WHAT YOU WILL DO:
Please copy each line of the listing below in which the word "returned" appears.

MATERIAL FOR THIS EXERCISE:

PR #26, opened 2022-02-02
Add functionality to make an entry in Rekor

jyotsna-penumaka:
This is a draft pull request, but I would really appreciate getting some feedback.

Signed-off-by: jyotsna-penumaka <jpenumak@redhat.com>

#### Ticket Link

Fixes

#### Release Note

```release-note

```

### DIFF
--- a/Cargo.toml
+++ b/Cargo.toml
@@ -21,13 +21,17 @@ oci-distribution = { version = "0.8.1", default-features = false }
 olpc-cjson = "0.1.1"
 p256 = {version = "0.9.0", features = ["ecdsa-core"]}
 sha2 = "0.10.1"
-serde_json = "1.0.68"
-serde = {version = "1.0.130", features = ["derive"]}
-tokio = { version = "1.12.0", features = ["full"]}
+serde_json = "1.0.78"
+serde = {version = "1.0.136", features = ["derive"]}
+tokio = { version = "1.16.1", features = ["full"]}
 tough = { version = "0.12.1", features = [ "http" ] }
 tracing = "0.1.29"
 url = "2.2.2"
 x509-parser = { version = "0.12.0", features = ["verify"]}
+
+serde_derive = "1.0.136"
+reqwest = { version = "0.11.9", features = ["json"] }
+openssl-probe = "0.1.5"
 
 [dev-dependencies]
 chrono = "0.4.19"
--- a/Cargo.toml
+++ b/Cargo.toml
@@ -31,8 +31,6 @@ x509-parser = { version = "0.12.0", features = ["verify"]}
 
 serde_derive = "1.0.136"
 reqwest = { version = "0.11.9", features = ["json"] }
-openssl-probe = "0.1.5"
-httpmock = "0.6"
 
 [dev-dependencies]
 anyhow = "1.0.44"
@@ -41,3 +39,4 @@ clap = "2.33.3"
 openssl = "0.10.38"
 tempfile = "3.3.0"
 tracing-subscriber = "0.2.25"
+httpmock = "0.6"
--- a/Cargo.toml
+++ b/Cargo.toml
@@ -32,6 +32,7 @@ x509-parser = { version = "0.12.0", features = ["verify"]}
 serde_derive = "1.0.136"
 reqwest = { version = "0.11.9", features = ["json"] }
 openssl-probe = "0.1.5"
+httpmock = "0.6"
 
 [dev-dependencies]
 anyhow = "1.0.44"
--- a/src/rekor.rs
+++ b/src/rekor.rs
@@ -45,7 +45,7 @@ pub struct Signature {
     pub public_key: PublicKey,
 }
 
-/// Stores the public key used to sign the artifact 
+/// Stores the public key used to sign the artifact
 #[derive(Default, Debug, Clone, PartialEq, Serialize, Deserialize)]
 #[serde(rename_all = "camelCase")]
 pub struct PublicKey {
@@ -68,7 +68,7 @@ pub struct Hash {
     pub value: String,
 }
 
-/// Stores the response returned by Rekor after making a new entry 
+/// Stores the response returned by Rekor after making a new entry
 #[derive(Default, Debug, Clone, PartialEq, Serialize, Deserialize)]
 #[serde(rename_all = "camelCase")]
 pub struct Post {
@@ -98,7 +98,6 @@ pub async fn rekor_upload(
     algorithm_name: String,
     hash_val: String,
 ) -> Result<Post, Box<dyn Error>> {
-
     // This is the body of the post request
     let body = Root {
         api_version: api_version_val,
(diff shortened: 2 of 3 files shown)


jyotsna-penumaka:
@lkatalin Thanks for the review.
Since we can only make a unique rekor entry, the test that is currently in the file passed (the request to make a rekor entry would return a Post struct) the first time (with fresh data - new file's hash and signature) but now it would fail (it would return an error). To test the code, you will have to use another file and its hash and signature. Do you have any recommendations for the tests to add?
I don't think there is more work to be done for the functionality of making a rekor entry.
I could add the functionality to get a rekor entry and the other cli commands in another pull request.

lkatalin:
> To test the code, you will have to use another file and its hash and signature. Do you have any recommendations for the tests to add?
I see why that's tricky. You would have to generate some new test data for each call to the test, instead of hardcoding it. You could have some function in the tests module `generate_test_data()` that echoes a randomly generated string to a file, signs that file ex. with `ssh-keygen`, and returns the path to the file and its signature file. Then you could upload those to Rekor, and remove the files you generated. Generating the data would almost make more sense to do in bash, though. Or maybe we don't need to get so complicated. @lukehinds Do you have any thoughts here? Is it enough to have Rekor say "this entry already exists" or do we want to fully test that we're uploading new entries?

> I could add the functionality to get a rekor entry and the other cli commands in another pull request.
Sounds good!

src/rekor.rs
```diff
@@ -0,0 +1,166 @@
...
+        }
+    }
+    */
+
+    fn get_github_token() -> String {
+        match env::var("GITHUB_AUTH_TOKEN") {
+            Ok(val) => format!("Token {}", val),
+            Err(_err) => ("").to_string(),
+        }
+    }
```
lukehinds, line 87: I don't think we need this?

src/rekor.rs
```diff
@@ -0,0 +1,166 @@
...
+        let new_post = reqwest::Client::new()
+            .post("https://rekor.sigstore.dev/api/v1/log/entries")
+            .header("Authorization", get_github_token())
+            .json(&new_post)
+            .send()
+            .await
+            .unwrap()
+            .text()
+            .await
+            .unwrap();
```
lukehinds, line 129: I will take another look on Monday, but we might be able to trim these unwraps with a question mark operator

lukehinds (commented):
A couple of comments made. One thing that might be useful is an entry in the examples folder.

lukehinds:
> > To test the code, you will have to use another file and its hash and signature. Do you have any recommendations for the tests to add?
> 
> I see why that's tricky. You would have to generate some new test data for each call to the test, instead of hardcoding it. You could have some function in the tests module `generate_test_data()` that echoes a randomly generated string to a file, signs that file ex. with `ssh-keygen`, and returns the path to the file and its signature file. Then you could upload those to Rekor, and remove the files you generated. Generating the data would almost make more sense to do in bash, though. Or maybe we don't need to get so complicated. @lukehinds Do you have any thoughts here? Is it enough to have Rekor say "this entry already exists" or do we want to fully test that we're uploading new entries?
> 
> > I could add the functionality to get a rekor entry and the other cli commands in another pull request.
> 
> Sounds good!

Ideally we should test for both new entry and existing entry. Maybe I have not fully grasped the issues here, but we could have to sets of signing materials in a json file, that we parse for both tests?

src/rekor.rs
flavio: I agree, I don't think sigstore-rs should provide this helper. IMHO it's up to the developers using the library to provide their token (which could be obtained by them, inside of their code, using something like this code you wrote).

src/rekor.rs
```diff
@@ -0,0 +1,166 @@
+#[cfg(test)]
+mod tests {
+    use serde_derive::Deserialize;
+    use serde_derive::Serialize;
+    use std::env;
+
+    #[derive(Default, Debug, Clone, PartialEq, Serialize, Deserialize)]
+    #[serde(rename_all = "camelCase")]
+    pub struct Root {
```
flavio, line 9: I think it would make sense to provide a custom implementation of the `Default` trait, so that certain types have a meaningful value. For example, `api_version` and `kind` have probably something well known.

If that's the case, these values should be defined via constants

src/rekor.rs
```diff
@@ -0,0 +1,166 @@
...
+    async fn rekor_upload(
+        api_version_val: String,
+        object_type: String,
+        key_format: String,
+        signature_val: String,
+        pub_key_val: String,
+        file_url: String,
+        algorithm_name: String,
+        hash_val: String,
+    ) -> Result<Post, serde_json::Error> {
```
flavio, line 98: This is a matter of personal taste, I don't like functions with many parameters to be exposed to the end users. This can get confusing.

What about using the [builder pattern](https://rust-unofficial.github.io/patterns/patterns/creational/builder.html) (see the cosign::ClientBuilder as another example).

We could have a `RootBuilder` struct, that builds `Root` objects based on a mix of default values and the values provided by the user.

Then we could have a `RekorClient` struct which has a `submit(root: &Root) -> crate::errorsResult<Post>` method.

The `RekorClient` could then take care of creating the reqwest client using the right set of attributes. Right now we will probably use the default params (like you're doing), but this architecture would allow us - if needed - to fine tune the rekor client to do things like:
  * talk with a different Rekor server - for people running their infra (this could be useful also for end to end tests)
  * load additional trusted CAs and do other tuning required to talk with "self-hosted" Rekor server

Most important of all, we can have a mock reqwest client to avoid direct interactions with the real Rekor server during our unit tests.

Cargo.toml
```diff
@@ -20,15 +20,19 @@ oci-distribution = { version = "0.8.1", default-features = false }
...
 thiserror = "1.0.30"
-tokio = { version = "1.12.0", features = ["full"]}
 tough = { version = "0.12.1", features = [ "http" ] }
 tracing = "0.1.29"
 url = "2.2.2"
 x509-parser = { version = "0.12.0", features = ["verify"]}
 
+serde_derive = "1.0.136"
+reqwest = { version = "0.11.9", features = ["json"] }
+openssl-probe = "0.1.5"
```
flavio, line 34: I don't think we need this crate, certificates are already found by openssl-sys and rustls.

src/rekor.rs
```diff
@@ -0,0 +1,166 @@
...
+            .send()
+            .await
+            .unwrap()
+            .text()
+            .await
+            .unwrap();
+
+        println!();
+        println!("{:#?}", new_post);
+        println!();
```
flavio, line 133: Do not use `println`, use `tracing` like inside of other parts of the library. When producing traces please use structured logging too.

src/rekor.rs
```diff
@@ -0,0 +1,166 @@
...
+        } else {
+            println!("There is an error! Cannot parse the response :( ");
+        }
+        println!();
+
+        let post = new_post;
+        let uuid: &str = &post[1..67];
+        let rest: &str = &post[69..post.len() - 2];
+        let sum = "{\"uuid\": ".to_string() + &(uuid.to_owned()) + "," + rest;
+        let v: Result<Post, serde_json::Error> = serde_json::from_str(&sum);
```
flavio, line 146: I'm a bit lost, are you parsing the json response manually?

src/rekor.rs
```diff
@@ -0,0 +1,166 @@
...
+    #[derive(Default, Debug, Clone, PartialEq, Serialize, Deserialize)]
+    #[serde(rename_all = "camelCase")]
+    pub struct Hash {
+        pub algorithm: String,
+        pub value: String,
+    }
+
+    #[derive(Default, Debug, Clone, PartialEq, Serialize, Deserialize)]
+    #[serde(rename_all = "camelCase")]
+    pub struct Post {
```
flavio, line 52: I think a better name for that could be `LogEntry`. The name is based on what rekor uses internally, unless I got it wrong by looking inside of rekor's [code](https://github.com/sigstore/rekor/blob/main/pkg/generated/models/log_entry.go#L36)

src/rekor.rs
flavio: Now that I got to the end of the PR, and looked at the rekor source code, this seems to be the most generic [ProposedEntry](https://github.com/sigstore/rekor/blob/3c0d61f848b7e22277f1cefb8d15c896917fdcf3/pkg/api/entries.go#L147).

Should we rename `Root` to be `ProposedEntry`? Maybe in the future, not right now, we could have a trait and then have one struct per type that we support, something like [rekor does](https://github.com/sigstore/rekor/blob/main/pkg/types/README.md)

src/rekor.rs
```diff
@@ -0,0 +1,166 @@
...
+        let uuid: &str = &post[1..67];
+        let rest: &str = &post[69..post.len() - 2];
+        let sum = "{\"uuid\": ".to_string() + &(uuid.to_owned()) + "," + rest;
+        let v: Result<Post, serde_json::Error> = serde_json::from_str(&sum);
+        v
+    }
+
+    #[tokio::test]
+    async fn verify_rekor_upload() -> Result<(), reqwest::Error> {
+        let _new_post = rekor_upload(
```
flavio, line 152: As said before, I would not hit the real rekor server inside of the unit tests. We should instead use a mock to simulate it.

flavio (changes requested):
I feel sorry about the number of comments I left, I hope you won't mind :sweat_smile:

src/rekor.rs
lkatalin: > As said before, I would not hit the real rekor server inside of the unit tests. We should instead use a mock to simulate it.

This is a good suggestion, and it should let us avoid having to generate new test data for each time we run the unit tests. So @jyotsna-penumaka, please ignore my previous comment about generating the data.

lukehinds: ah I just groked while you @ mentioned me now about dupe entries, I did not spot this was against a live server. +1 to mocking

Cargo.toml
```diff
@@ -20,19 +20,24 @@ oci-distribution = { version = "0.8.1", default-features = false }
...
+httpmock = "0.6"
```
lukehinds, line 35: we should be able to move this under dev-dependencies.

jyotsna-penumaka: I added it to dev-dependencies now.
I moved the rekor_upload function that creates the mock server and send the request inside mod tests.

src/rekor.rs
```diff
@@ -0,0 +1,166 @@
+#[cfg(test)]
+mod tests {
```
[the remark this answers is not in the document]
jyotsna-penumaka: Thank you for the advice!
`cargo doc --open` is a very nice feature.
I added documentation for the functions and the structs.

src/rekor.rs
jyotsna-penumaka: I thought renaming `Root` to `Rekord` would make more sense, since this request body corresponds to a Rekord entry.
I used the builder pattern like you suggested and initialized `api_version`, `kind` in `Rekord` and `format` in `Signature` and `algorithm` in `Hash` structs with the default values.

src/rekor.rs
jyotsna-penumaka: Yeah I completely agree, builder pattern looks much cleaner and is easier to understand :)

I used the builder pattern for the Rekord struct but I am not very clear on the RekorClient.
Is the idea to create a RekorClient struct, where a user can specify the server they want to make the request to?

src/rekor.rs
jyotsna-penumaka: We need to modify the response before we can read it into a Struct
This is the response that is returned by Rekor:

        {
            "9bf4f37447a48848c1f69b6463190cd6cef7728d6b86b7723f08aad0c54cb8d4": {
                "body": "eyJhcGlWZXJzaW9uIjoiMC4wLjEiLCJraW5kIjoicmVrb3JkIiwic3BlYyI6eyJkYXRhIjp7Imhhc2giOnsiYWxnb3JpdGhtIjoic2hhMjU2IiwidmFsdWUiOiI0NmJkMzE5ZDM1OTBkMmI0ZDdjN2EyN2M5OWQzMmY3ZWE2MGE4NTBlYzM4MDYzNTFlMDRkMTYxZDAxNGVjYzAxIn19LCJzaWduYXR1cmUiOnsiY29udGVudCI6IkxTMHRMUzFDUlVkSlRpQlRVMGdnVTBsSFRrRlVWVkpGTFMwdExTMEtWVEZPU1ZVd2JFaEJRVUZCUVZGQlFVRkVUVUZCUVVGTVl6Tk9iMHhYVm10TmFsVXhUVlJyUVVGQlFXY3ZkbVZUWXpSdmJIQkxkRTF2VDFJM2NuZG1PQXBXUjBoNmFHaG5NRVpKYjBSMFl6VlNNa3BzZEhwSFowRkJRVUZGV20xc2MxcFJRVUZCUVVGQlFVRkJSMk15YUdoT1ZFVjVRVUZCUVZWM1FVRkJRWFI2Q21NeVozUmFWMUY1VGxSVmVFOVJRVUZCUlVKalEydDBaME14V1dwcmIzZEtkSEJzZVhCRFNEUTJhbkV5UW1Sb05tUjZhblIwZVd0SFpWRjVLMG8xZUhvS2RIRlVlbXRqUXpCWVNHRkZZWEZPZFdNMWNURnpUbEZNWTJRNFNEUjRNM0ZLU2xSRFFsRnZUd290TFMwdExVVk9SQ0JUVTBnZ1UwbEhUa0ZVVlZKRkxTMHRMUzBLIiwiZm9ybWF0Ijoic3NoIiwicHVibGljS2V5Ijp7ImNvbnRlbnQiOiJjM05vTFdWa01qVTFNVGtnUVVGQlFVTXpUbnBoUXpGc1drUkpNVTVVUlRWQlFVRkJTVkEzTTJ0dVQwdEtZVk55VkV0RWEyVTJPRWd2UmxKb09EUlpXVTVDVTB0Qk4xaFBWV1JwV21KamVHOEsifX19fQ==",
                "integratedTime": 1643749079,
                "logID": "c0d23d6ad406973f9559f3ba2d1ca01f84147d8ffc5b8445c224f98b9591801d",
                "logIndex": 1236200,
                "verification": {
                    "signedEntryTimestamp": "MEQCID3QHHXwGauKUfFvs0YCMKZ4e3BE1ZIhrJ5RHnoHGophAiA/R5cDc8JnSUq6F7U/8oTk8/mn7QCdDXI+NRT7qm78+Q=="
                }
            }
        }
        
Since there is no member called "uuid" in the json body,
we cannot read it into the LogEntry struct.
So we add "{\"uuid\": " to the returned response and make it a valid json

src/rekor.rs
jyotsna-penumaka: I think the CI clippy test seems to run into an error when the new function returns the builder and now self.

jyotsna-penumaka:
Thank you @flavio , @lukehinds and @lkatalin for the detailed suggestions.
They were very helpful!

lukehinds:
shall we close this now that you have your crate @jyotsna-penumaka ?

lukehinds:
To add though, we should have something in examples/ or even a light client implementation.

jyotsna-penumaka:
@lukehinds I agree, I think we should close this.
I will add the examples to this repo once I publish the crate.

RESPONSE TO THE TASK:
-/// Stores the response returned by Rekor after making a new entry 
+/// Stores the response returned by Rekor after making a new entry
This is the response that is returned by Rekor:
So we add "{\"uuid\": " to the returned response and make it a valid json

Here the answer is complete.